The July FOMC meeting minutes showed no change in thinking within the Fed compared to the June meeting minutes. The June minutes included updated growth/inflation forecasts and a dot plot. Two Fed officials favor keeping rates on hold over a quarter-point hike; that preference was already evident in June. “With the stance of monetary policy in restrictive territory, some participants judged, the risks to achieving the Committee’s objectives became more two-way, and the Committee’s decision must balance the risk of inadvertently tightening policy too much against the costs of not tightening enough. “Referring to June again, this “number of participants” may be the four directors who decided to finally raise interest rates in July. ”
Most participants continued to believe that there were significant upside risks to inflation, which would likely require further tightening of monetary policy. “This is the Fed’s 12 governors hinting at at least two more rate hikes in June (and one in the future). Despite the Fed’s clear guidance, U.S. money markets see the possibility of an eventual Fed hike by November The fact that it’s only 1/3 still astounds us. The disinflation process is proceeding as expected and the US economy is growing better than expected, significantly reducing the chances of a recession in 2023. Next week’s Jackson Hole symposium provides An opportunity for us to point and cross this divergence.
U.S. Treasuries are still in a sell-off. The market digested decent economic data (housing market and industrial production) ahead of the FOMC minutes. Technical factors are also at play, with U.S. 10-year Treasury yields breaching year-to-date highs of 4.2% and pushing to test 2022 highs of 4.34%. Interestingly, this move was driven by rising real yields in the US. The real yield on the U.S. 10-year Treasury note topped 1.9% for the first time since 2009.
In our view, this is both a sign of an improving growth outlook and a return of the US credit risk premium, an endorsement of a higher neutral US rate going forward, and an acceptance of higher rates for a longer period of time. Yesterday, US Treasury yields fluctuated between +1.2 basis points (2-year) and +3.9 basis points (7-year). The U.S. 2-year Treasury yield is pushing to break through 5%, with the cycle high of 5.12% the next level of resistance. The dollar has maintained its momentum, though gains could be even bigger given the support from real interest rates. EUR/USD closed at 1.0879, having opened at 1.0905. A test of the July low of 1.0834 is imminent.
Yen remains weak (USDJPY > 146) after core yields rose last week.

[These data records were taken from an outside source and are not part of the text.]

PR #11314, opened 2026-04-24
feat(graphql): migrate dynamic fields to backward diff

### LINKED ISSUE #11019: [graphql]: Refactor consistent views on dynamic fields

tomxey:
# Description of change

Switches `DynamicField::paginate` (and friends) from the forward-diff path (`objects_snapshot` + `objects_history`) to the backward-diff path (`checkpointed_objects` + `objects_backward_history`).

The PR converts version based lookup into time based lookup, due to issues with artificial versions that we create for e.g. tombstones. Time based lookup is not affected by artificial tombstone versions. 

Version-pinned dynamic-field queries use a finer time axis than the consistent-view path: `superseded_at_tx_sequence_number`. 
The boundary is resolved from `(parent, parent_version)` against `objects_backward_history`, then a "consistent view at that tx_seq" query is executed — same Source-A / Source-B shape and `MIN(object_version)` aggregation as `consistent::query`, just pivoting on the tx-seq column instead of the cp column.

The no-version-pin path is unchanged — it falls through to the existing consistent-view query at the requested checkpoint.

The dedicated `View` enum and `build_objects_query` in `consistency.rs` are removed; they were only used by the now-replaced version-pinned DF path.

## Why finer-than-checkpoint granularity

A version-pinned query asks "what was the state at this `parent_version`?", but multiple transactions in the same checkpoint can produce multiple versions of the same object. 
The `superseded_at_checkpoint` axis collapses all of them onto the same value and can't distinguish between them; the `superseded_at_tx_sequence_number` axis orders them.

## Notable design choices

- **NotYetCreated rows are anchored at `lamport_create - 1`**, not `-1`.
 Since it turned out to be possible to have multiple not yet created entries for single object (in case it is deleted and then recreated), we need to have such entries properly ordered, not always put at the beginning with hardcoded `-1`
- **Resolution uses the *latest* boundary** (last tx in which the parent was still at the requested version), not the produced-at boundary. It guarantees that we always try to serve data that we actually have in the DB, trying to serve data from the first tx in which parent was at requested version could make us read already pruned data.
- **`Object` carries an optional `root_version_tx_seq`** propagated through `try_from_stored_history_object` and `ObjectLookup::UnderParent`. 
  The outermost `DynamicField::paginate` resolves it once and stamps it on result objects; nested traversals reuse it without per-level re-translation.
- **Six new indexes** on `objects_backward_history` mirror the existing
  cp-axis ones on the `superseded_at_tx_sequence_number` column —
  `tx_owner`, `tx_owner_package_module_name_full_type`,
  `tx_package_module_name_full_type`, `tx_type`, `tx_coin_only`,
  `tx_coin_owner` — supporting fast lookups for `WHERE
  superseded_at_tx_sequence_number > :tx_n` scans with the same filter shapes the cp-axis queries already use.

## Visible behaviour change

Under the latest-boundary semantics, direct queries of the form `object(Child, version: V).dynamicFields` where `V` spans multiple transactions (Move's `borrow_mut` quirk: `add_nested_child(parent, ...)` mutates a child's DOF tree without bumping the child's own version) now surface in-version-bracket DOF additions. 
Two test snapshots are re-recorded to reflect this: `nested_dof.move` and `immutable_dof.move`. 
Outer `object(Parent, v=V) → dynamicFields → ... → dynamicFields` traversals still pin to the outer's resolution and behave as before.

fixes https://github.com/iotaledger/iota/issues/11019

### Release Notes

- [ ] Protocol:
- [ ] Indexer:
- [ ] JSON-RPC:
- [x] GraphQL: `object(addr, version: V).dynamicFields` now includes dynamic-field changes that occurred while the object was at version `V` (e.g. nested dynamic fields added without bumping the parent's version).
- [ ] CLI:
- [ ] Rust SDK:
- [ ] gRPC:


crates/iota-graphql-rpc/src/backward_view/dynamic_fields.rs
```diff
@@ -0,0 +1,102 @@
...
+//!
+//! The caller resolves `parent_version → root_version_tx_seq` (the largest
+//! tx_sequence_number at which the parent was still at the requested version)
+//! and dispatches to [`query`]. The implementation mirrors
+//! [`super::consistent::query`] but pivots on
+//! `superseded_at_tx_sequence_number` instead of `superseded_at_checkpoint` —
+//! a checkpoint can contain multiple versions of the same object, and the
+//! cp-axis cannot order them.
+
+use super::{CHECKPOINTED_COLUMNS, HISTORY_COLUMNS, NOT_YET_CREATED, merge_and_deduplicate};
```
sergiupopescu199, line 15: Same applies based on this [comment](https://github.com/iotaledger/iota/pull/11314/changes#r3195215581)

crates/iota-graphql-rpc/src/backward_view/dynamic_fields.rs
```diff
@@ -0,0 +1,102 @@
+// Copyright (c) 2026 IOTA Stiftung
+// SPDX-License-Identifier: Apache-2.0
+
+//! Version-pinned dynamic-field queries: consistent view at a tx-sequence
+//! boundary corresponding to the queried `parent_version`.
+//!
+//! The caller resolves `parent_version → root_version_tx_seq` (the largest
+//! tx_sequence_number at which the parent was still at the requested version)
+//! and dispatches to [`query`]. The implementation mirrors
+//! [`super::consistent::query`] but pivots on
```
sergiupopescu199, line 10: To be robust for future refactors it would be better to use absolute imports  `crate::` instead of `super::`.

crates/iota-graphql-rpc/src/backward_view/dynamic_fields.rs
```diff
@@ -0,0 +1,102 @@
...
+    merge_and_deduplicate(vec![
+        consistent_checkpointed_objects(root_version_tx_seq, page, &filter_fn),
+        consistent_historical_objects(root_version_tx_seq, page, &filter_fn),
+    ])
+}
+
+/// Source A: rows from `checkpointed_objects` whose current state was already
+/// in effect at `root_version_tx_seq` — i.e. no entry exists in
+/// `objects_backward_history` for that object with
+/// `superseded_at_tx_sequence_number > root_version_tx_seq`.
```
sergiupopescu199, line 43: Nit: could we expand a bit the rust doc to be more "novice" friendly?

```suggestion
/// Builds a raw SQL query to fetch rows from `checkpointed_objects` that represent 
/// the state of objects at a specific point in time (`root_version_tx_seq`).
///
/// An object state is considered "in effect" at the root version if no subsequent 
/// update exists in the history. 
///
/// The query selects objects from the current state (checkpointed_objects) and 
/// excludes any  that were modified later (objects_backward_history), 
/// by checking for newer entries  in the history table
/// (`superseded_at_tx_sequence_number > root_version_tx_seq`).
```

crates/iota-graphql-rpc/src/backward_view/dynamic_fields.rs
```diff
@@ -0,0 +1,102 @@
...
+    );
+    source = filter!(source, "changed.object_id IS NULL");
+    page.apply::<StoredBackwardObject>(source)
+}
+
+/// Source B: rows from `objects_backward_history` giving each object's state
+/// at `root_version_tx_seq` — the earliest version superseded after that
+/// tx_seq (`MIN(object_version)`). Excludes `NotYetCreated` so objects that
+/// didn't exist at `root_version_tx_seq` aren't returned. Mirrors
+/// [`super::consistent::consistent_historical_objects`] on the tx_seq axis.
```
sergiupopescu199, line 71: Nit: the same ad in this [comment](https://github.com/iotaledger/iota/pull/11314/changes#r3195300710) plus to use `crate::` instead of `super::`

Back in September, the Japanese Ministry of Finance conducted its first foreign exchange intervention since 1998 at the current spot rate. They then ramped up their efforts after USD/JPY briefly topped 150 in October. We expect the dominant trends – core bond weakness and USD strength – to persist in the near term, as today’s weak eco-calendar (US weekly jobless claims and Philly Fed index) won’t interfere. EUR/GBP slipped to support at 0.8504 as GBP outperformed EUR yesterday as core CPI data for July came in higher than expected.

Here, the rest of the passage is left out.